Stored items:
------------------------

PR #183, opened 2023-04-25
queue - prevent forward causing service-manager coredump

### LINKED ISSUE #182: casual-queue-forward sometimes causes the service manager to core

AlbsAgren:
Before: Occasionally, the forward would request a discard of a service lookup but still call the service, depending on the order of the replies. This would trigger a core in the service-manager when the service ACK:ed the call.

Now: We handle pending service discard requests separately so that no service call occurs irrespective of the order of replies.

Fixes #182

### DIFF
--- a/middleware/queue/source/forward/handle.cpp
+++ b/middleware/queue/source/forward/handle.cpp
@@ -320,12 +320,14 @@ namespace casual
                         
                         // we assume service-manager are always 'online'...
                         ipc::flush::send( ipc::service::manager(), request);
+
+                        state.pending.service.lookup_discards.emplace_back( std::move( pending));
                      };
 
-                     auto& pending = state.pending.service.lookups;
+                     // we consume all pending service lookups
+                     auto pending = std::exchange( state.pending.service.lookups, {});
                      algorithm::for_each( pending, send_service_lookup_discard_request);
                   }
-
 
                   // start the "flows" for configured forwards
                   auto lookup_request = []( auto& state, auto& forwards)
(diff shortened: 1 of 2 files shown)


middleware/queue/source/forward/handle.cpp
```diff
@@ -320,13 +320,15 @@ namespace casual
                         
                         // we assume service-manager are always 'online'...
                         ipc::flush::send( ipc::service::manager(), request);
+
+                        state.pending.service.lookup_discards.emplace_back( std::move( pending));
                      };
 
-                     auto& pending = state.pending.service.lookups;
+                     // we consume all pending service lookups
+                     auto pending = std::exchange( state.pending.service.lookups, {});
```
lazan, line 328: Beautiful.

middleware/queue/source/forward/handle.cpp
```diff
@@ -575,8 +577,15 @@ namespace casual
                            if( message.state == decltype( message.state)::busy)
                               return;
 
+                           // if we cant find a pending lookup we assume the lookup is discarded and handle it later
+                           auto found = common::algorithm::find( state.pending.service.lookups, message.correlation);
+                           if( ! found)
+                           {
+                              log::line( verbose::log, "no pending lookup found for correlation: ", message.correlation);
+                              return;
+                           }
```
lazan, line 588: When we reach this, there should be a pending _lookup::discard_, should we check this and log error if not? 
```
if( ! algorithm::find( state.pending.service.discard_lookup, message.correlation)
    log::line( log::category::error, code::casual::invalid_semantics, " expected descard_lookup state for correlation: ", message.correlation);
```
It sure would help us, if for some reason this state is reached. 
Or, maybe we can rely on the discard reply any way... Hmm, for me it feels like a good thing that every _handler_ sort of taker care of the expected state. In this case, if it's not in pending lookups, it should be in pending discard, if so, I'm good. But my thinking might be overkill..

lazan (approved):
Contemplate my comment about verifying expected state. I think it's good as is though.

middleware/queue/source/forward/handle.cpp
AlbsAgren: I guess we might as well throw it in for good measure, though since the error is mainly aimed at 'us' (as in the developers) maybe it should be an assert in order to be symmetrical with pending::consume?

lazan: > I guess we might as well throw it in for good measure, though since the error is mainly aimed at 'us' (as in the developers) maybe it should be an assert in order to be symmetrical with pending::consume?

Good point. Yeah, i think it's hard to change the consume to an _error log_ (which might be better in retrospect), an assert it is then.

lazan:
Merged manually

------------------------

Filter the entries above down to the lines that contain "would".

Before: Occasionally, the forward would request a discard of a service lookup but still call the service, depending on the order of the replies. This would trigger a core in the service-manager when the service ACK:ed the call.
It sure would help us, if for some reason this state is reached. 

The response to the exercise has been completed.